Records supplied:
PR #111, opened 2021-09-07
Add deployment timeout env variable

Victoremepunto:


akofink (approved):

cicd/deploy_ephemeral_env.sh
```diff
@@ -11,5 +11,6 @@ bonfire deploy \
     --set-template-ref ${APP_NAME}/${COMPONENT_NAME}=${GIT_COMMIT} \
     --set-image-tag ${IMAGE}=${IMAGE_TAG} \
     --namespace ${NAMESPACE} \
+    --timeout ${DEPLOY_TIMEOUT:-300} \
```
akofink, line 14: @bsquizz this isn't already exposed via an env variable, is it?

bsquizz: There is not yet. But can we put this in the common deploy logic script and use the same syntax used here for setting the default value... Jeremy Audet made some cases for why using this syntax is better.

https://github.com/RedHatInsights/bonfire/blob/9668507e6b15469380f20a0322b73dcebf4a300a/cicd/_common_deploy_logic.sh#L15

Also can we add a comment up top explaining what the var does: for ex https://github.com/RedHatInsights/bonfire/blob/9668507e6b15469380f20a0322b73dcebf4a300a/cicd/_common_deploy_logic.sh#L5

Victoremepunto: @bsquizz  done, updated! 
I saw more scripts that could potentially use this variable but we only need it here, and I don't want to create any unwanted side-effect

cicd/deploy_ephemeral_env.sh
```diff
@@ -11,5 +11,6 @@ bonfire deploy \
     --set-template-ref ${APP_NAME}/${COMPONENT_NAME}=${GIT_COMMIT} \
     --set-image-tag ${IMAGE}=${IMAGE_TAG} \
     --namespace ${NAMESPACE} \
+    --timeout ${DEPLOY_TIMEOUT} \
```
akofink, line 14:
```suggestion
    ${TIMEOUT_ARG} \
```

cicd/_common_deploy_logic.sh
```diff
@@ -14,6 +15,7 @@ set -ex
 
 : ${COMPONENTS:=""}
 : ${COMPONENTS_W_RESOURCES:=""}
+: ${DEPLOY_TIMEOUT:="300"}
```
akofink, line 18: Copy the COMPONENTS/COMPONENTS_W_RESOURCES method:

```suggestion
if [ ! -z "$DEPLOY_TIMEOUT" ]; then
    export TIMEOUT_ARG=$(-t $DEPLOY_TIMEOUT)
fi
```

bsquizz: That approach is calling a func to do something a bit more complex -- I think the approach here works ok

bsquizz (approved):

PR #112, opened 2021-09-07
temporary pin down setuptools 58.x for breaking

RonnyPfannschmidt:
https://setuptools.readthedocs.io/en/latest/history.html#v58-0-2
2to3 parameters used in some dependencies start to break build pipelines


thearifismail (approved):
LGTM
...
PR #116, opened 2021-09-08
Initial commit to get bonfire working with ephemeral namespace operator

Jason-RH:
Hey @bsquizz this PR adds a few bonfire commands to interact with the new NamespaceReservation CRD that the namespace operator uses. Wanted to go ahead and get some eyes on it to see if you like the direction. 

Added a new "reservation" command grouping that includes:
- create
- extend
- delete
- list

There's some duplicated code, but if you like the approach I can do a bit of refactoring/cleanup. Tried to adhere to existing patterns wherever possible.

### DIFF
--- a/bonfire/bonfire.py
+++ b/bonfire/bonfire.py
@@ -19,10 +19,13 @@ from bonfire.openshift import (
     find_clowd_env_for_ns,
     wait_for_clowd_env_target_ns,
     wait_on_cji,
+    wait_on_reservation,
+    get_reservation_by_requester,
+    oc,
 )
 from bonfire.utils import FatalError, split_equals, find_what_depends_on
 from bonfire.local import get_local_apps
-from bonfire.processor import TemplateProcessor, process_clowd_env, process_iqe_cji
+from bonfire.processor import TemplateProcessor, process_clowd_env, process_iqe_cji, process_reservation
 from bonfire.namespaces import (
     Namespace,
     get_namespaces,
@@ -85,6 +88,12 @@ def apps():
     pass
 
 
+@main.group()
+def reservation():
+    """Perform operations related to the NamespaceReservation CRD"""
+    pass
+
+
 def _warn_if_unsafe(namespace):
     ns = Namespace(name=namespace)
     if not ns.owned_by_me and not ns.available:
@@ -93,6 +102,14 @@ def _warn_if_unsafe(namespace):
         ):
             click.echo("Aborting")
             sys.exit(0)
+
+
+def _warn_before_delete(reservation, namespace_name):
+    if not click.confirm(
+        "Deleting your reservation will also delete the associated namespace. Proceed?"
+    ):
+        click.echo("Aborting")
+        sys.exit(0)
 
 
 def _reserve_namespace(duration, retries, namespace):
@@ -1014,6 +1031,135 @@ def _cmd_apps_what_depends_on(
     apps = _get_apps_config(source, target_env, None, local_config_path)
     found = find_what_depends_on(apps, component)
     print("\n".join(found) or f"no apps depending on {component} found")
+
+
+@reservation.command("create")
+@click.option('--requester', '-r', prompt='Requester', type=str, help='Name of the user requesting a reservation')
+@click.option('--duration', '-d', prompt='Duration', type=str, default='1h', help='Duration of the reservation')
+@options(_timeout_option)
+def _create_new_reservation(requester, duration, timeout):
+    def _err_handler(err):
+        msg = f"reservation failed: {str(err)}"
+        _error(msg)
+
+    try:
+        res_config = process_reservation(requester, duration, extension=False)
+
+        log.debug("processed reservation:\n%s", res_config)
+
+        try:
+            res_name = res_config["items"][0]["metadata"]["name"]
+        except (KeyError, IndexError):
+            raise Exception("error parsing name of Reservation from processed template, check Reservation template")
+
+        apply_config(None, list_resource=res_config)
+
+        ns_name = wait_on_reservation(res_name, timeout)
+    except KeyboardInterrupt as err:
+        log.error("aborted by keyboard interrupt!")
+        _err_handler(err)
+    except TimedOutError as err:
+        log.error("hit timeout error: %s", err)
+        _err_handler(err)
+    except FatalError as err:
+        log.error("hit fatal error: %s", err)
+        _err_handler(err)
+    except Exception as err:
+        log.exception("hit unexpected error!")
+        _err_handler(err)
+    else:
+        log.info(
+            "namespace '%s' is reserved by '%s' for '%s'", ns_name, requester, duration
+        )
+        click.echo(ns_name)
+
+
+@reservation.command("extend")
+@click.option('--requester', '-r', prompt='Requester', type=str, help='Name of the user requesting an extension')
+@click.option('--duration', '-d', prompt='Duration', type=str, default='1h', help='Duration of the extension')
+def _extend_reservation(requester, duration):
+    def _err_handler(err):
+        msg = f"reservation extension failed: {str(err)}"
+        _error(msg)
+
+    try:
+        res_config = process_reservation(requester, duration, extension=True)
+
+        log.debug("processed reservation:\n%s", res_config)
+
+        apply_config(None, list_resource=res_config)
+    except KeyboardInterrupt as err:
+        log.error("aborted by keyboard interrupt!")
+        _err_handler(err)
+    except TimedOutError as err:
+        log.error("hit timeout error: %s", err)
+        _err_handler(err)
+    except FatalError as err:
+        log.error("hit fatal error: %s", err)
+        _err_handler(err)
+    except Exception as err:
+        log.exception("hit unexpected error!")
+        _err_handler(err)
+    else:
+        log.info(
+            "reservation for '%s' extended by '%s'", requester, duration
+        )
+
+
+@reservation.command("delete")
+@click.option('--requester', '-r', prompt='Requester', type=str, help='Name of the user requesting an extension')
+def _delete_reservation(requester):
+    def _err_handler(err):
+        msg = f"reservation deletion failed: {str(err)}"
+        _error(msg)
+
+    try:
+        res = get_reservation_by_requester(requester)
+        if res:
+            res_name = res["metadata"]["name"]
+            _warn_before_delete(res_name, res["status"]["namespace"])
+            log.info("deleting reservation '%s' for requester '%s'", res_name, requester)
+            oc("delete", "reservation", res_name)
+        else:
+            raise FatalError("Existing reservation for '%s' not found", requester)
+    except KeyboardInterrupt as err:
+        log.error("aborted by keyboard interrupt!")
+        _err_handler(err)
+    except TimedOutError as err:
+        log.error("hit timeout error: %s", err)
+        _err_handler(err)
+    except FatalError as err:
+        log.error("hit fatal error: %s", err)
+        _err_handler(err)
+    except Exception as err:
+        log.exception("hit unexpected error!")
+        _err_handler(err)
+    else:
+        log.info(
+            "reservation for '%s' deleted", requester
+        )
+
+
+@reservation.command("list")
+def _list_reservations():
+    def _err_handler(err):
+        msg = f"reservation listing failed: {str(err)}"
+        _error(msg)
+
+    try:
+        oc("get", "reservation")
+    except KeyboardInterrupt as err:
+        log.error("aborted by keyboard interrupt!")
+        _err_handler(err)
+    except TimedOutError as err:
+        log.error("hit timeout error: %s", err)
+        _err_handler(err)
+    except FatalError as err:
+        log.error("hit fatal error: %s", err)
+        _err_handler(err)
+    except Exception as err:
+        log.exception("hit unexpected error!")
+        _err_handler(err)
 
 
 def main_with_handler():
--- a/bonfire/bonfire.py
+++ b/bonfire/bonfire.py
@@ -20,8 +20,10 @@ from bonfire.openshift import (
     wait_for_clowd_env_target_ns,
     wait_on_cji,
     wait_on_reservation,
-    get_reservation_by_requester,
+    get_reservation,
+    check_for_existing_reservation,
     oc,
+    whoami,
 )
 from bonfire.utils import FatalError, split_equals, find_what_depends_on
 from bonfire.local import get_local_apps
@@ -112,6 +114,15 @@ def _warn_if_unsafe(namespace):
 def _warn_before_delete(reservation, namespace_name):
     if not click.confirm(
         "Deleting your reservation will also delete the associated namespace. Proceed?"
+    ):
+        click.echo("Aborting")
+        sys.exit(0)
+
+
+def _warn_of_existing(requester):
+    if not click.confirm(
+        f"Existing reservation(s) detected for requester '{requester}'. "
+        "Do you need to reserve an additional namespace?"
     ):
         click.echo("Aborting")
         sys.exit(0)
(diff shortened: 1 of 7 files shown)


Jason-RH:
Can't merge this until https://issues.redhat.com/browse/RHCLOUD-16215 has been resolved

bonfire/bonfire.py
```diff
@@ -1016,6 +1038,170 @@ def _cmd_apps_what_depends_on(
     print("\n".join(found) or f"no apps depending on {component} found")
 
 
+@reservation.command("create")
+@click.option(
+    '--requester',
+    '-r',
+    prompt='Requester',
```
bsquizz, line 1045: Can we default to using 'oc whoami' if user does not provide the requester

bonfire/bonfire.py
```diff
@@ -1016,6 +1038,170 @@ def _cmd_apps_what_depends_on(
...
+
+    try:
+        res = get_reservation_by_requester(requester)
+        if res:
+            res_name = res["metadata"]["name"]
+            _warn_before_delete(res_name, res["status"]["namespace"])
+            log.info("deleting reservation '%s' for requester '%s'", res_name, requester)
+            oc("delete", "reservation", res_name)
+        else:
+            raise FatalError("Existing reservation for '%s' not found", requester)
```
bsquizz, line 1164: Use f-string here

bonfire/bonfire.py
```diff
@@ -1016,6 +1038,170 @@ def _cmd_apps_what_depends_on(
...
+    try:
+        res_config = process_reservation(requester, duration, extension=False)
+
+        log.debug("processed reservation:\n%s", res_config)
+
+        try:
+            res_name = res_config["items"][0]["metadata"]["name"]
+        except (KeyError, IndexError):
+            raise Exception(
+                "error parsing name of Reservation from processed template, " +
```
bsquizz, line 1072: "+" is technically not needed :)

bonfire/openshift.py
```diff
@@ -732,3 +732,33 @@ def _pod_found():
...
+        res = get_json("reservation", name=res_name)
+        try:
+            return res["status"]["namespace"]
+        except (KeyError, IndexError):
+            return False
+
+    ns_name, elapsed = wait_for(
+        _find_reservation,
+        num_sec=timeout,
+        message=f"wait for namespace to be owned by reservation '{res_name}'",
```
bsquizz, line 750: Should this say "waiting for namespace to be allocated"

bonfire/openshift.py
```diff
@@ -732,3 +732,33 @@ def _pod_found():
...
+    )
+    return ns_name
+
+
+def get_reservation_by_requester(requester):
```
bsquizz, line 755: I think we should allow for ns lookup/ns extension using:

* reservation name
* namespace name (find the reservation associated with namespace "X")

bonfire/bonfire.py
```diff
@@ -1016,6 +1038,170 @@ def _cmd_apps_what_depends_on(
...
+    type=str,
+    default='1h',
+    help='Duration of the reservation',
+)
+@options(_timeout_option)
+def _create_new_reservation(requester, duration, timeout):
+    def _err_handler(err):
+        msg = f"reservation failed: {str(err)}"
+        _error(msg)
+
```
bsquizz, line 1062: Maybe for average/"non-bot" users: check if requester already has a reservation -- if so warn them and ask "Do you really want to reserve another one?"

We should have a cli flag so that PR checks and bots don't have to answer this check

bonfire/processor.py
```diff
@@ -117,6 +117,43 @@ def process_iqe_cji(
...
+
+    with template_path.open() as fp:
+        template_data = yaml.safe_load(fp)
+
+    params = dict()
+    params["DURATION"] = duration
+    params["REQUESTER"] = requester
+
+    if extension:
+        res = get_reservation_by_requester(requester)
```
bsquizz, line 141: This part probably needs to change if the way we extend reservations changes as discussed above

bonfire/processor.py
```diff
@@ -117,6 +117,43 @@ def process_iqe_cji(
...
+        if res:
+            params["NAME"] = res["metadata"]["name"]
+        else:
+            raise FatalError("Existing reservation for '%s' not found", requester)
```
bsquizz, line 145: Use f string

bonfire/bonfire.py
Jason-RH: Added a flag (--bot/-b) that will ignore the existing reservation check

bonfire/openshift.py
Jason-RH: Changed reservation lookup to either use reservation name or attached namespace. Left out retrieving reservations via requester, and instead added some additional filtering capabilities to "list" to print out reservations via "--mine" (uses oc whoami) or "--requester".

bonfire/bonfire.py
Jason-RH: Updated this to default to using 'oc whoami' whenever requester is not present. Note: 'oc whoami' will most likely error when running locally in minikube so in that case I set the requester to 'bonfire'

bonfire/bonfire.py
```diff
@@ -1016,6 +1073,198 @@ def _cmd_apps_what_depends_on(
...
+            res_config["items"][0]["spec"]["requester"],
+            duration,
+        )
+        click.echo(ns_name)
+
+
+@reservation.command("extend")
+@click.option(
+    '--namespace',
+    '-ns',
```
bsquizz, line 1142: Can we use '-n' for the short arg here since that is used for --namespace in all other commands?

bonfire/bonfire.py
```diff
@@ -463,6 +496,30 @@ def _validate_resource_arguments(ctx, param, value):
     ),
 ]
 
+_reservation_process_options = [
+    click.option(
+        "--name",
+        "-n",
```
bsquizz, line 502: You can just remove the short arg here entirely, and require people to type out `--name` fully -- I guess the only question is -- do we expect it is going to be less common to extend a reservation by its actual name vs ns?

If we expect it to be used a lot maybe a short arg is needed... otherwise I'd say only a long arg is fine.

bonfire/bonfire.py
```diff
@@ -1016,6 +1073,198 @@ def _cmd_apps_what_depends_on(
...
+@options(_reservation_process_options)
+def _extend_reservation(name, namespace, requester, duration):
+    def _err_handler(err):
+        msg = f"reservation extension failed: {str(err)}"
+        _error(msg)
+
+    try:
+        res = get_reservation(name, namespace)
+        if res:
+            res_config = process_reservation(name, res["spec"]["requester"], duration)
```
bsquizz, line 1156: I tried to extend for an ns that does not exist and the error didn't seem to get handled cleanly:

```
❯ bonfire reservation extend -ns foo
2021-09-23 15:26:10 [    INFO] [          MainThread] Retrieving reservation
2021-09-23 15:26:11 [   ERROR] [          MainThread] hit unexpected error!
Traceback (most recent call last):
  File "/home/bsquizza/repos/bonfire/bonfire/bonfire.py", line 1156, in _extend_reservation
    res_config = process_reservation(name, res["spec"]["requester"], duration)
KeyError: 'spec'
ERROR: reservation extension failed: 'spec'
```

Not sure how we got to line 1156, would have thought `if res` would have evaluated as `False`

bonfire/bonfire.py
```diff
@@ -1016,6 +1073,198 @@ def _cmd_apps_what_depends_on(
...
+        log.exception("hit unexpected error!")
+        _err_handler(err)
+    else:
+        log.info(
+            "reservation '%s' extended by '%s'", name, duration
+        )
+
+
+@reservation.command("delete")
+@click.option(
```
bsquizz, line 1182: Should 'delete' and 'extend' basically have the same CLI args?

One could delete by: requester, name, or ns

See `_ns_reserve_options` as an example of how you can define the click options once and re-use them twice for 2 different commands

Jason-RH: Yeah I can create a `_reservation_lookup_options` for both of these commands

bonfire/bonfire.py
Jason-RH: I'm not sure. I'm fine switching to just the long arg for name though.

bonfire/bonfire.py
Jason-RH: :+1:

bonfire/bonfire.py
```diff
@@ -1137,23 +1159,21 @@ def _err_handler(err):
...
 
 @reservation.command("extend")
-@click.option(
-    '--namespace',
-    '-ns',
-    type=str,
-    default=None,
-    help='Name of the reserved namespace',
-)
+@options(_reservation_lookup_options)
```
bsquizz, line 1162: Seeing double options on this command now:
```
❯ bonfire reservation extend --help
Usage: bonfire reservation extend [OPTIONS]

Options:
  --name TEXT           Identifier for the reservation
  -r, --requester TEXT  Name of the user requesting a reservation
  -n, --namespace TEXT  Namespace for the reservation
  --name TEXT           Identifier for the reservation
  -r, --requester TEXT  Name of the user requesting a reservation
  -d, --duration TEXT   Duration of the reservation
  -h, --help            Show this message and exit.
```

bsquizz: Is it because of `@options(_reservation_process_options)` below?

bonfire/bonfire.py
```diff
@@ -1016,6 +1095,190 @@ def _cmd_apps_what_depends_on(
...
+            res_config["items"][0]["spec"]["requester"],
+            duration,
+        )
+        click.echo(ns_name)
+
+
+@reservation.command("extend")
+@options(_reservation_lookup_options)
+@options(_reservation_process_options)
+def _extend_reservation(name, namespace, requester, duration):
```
---
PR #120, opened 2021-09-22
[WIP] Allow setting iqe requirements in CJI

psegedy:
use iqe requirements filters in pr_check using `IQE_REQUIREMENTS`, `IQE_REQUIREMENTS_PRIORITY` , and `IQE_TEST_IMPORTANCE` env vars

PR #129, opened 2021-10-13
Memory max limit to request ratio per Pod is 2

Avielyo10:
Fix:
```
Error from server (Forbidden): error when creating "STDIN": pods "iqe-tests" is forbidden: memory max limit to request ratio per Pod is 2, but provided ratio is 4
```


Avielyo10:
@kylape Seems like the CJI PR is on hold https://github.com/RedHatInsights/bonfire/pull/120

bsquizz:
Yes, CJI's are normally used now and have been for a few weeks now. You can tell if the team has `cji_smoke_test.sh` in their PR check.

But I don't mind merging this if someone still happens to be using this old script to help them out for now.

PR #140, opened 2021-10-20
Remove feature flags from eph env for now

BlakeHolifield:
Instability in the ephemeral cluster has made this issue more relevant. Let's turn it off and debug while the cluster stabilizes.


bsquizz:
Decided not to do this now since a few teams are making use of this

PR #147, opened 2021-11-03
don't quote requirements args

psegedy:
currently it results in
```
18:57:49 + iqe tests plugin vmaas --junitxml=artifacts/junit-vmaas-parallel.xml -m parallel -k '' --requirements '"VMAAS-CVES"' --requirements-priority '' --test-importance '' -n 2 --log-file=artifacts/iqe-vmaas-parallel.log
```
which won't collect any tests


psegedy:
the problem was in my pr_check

What needs to be done:
Find each line in the records holding the string "NamespaceReservation" and show it.

Solution for this problem:
Hey @bsquizz this PR adds a few bonfire commands to interact with the new NamespaceReservation CRD that the namespace operator uses. Wanted to go ahead and get some eyes on it to see if you like the direction. 
+    """Perform operations related to the NamespaceReservation CRD"""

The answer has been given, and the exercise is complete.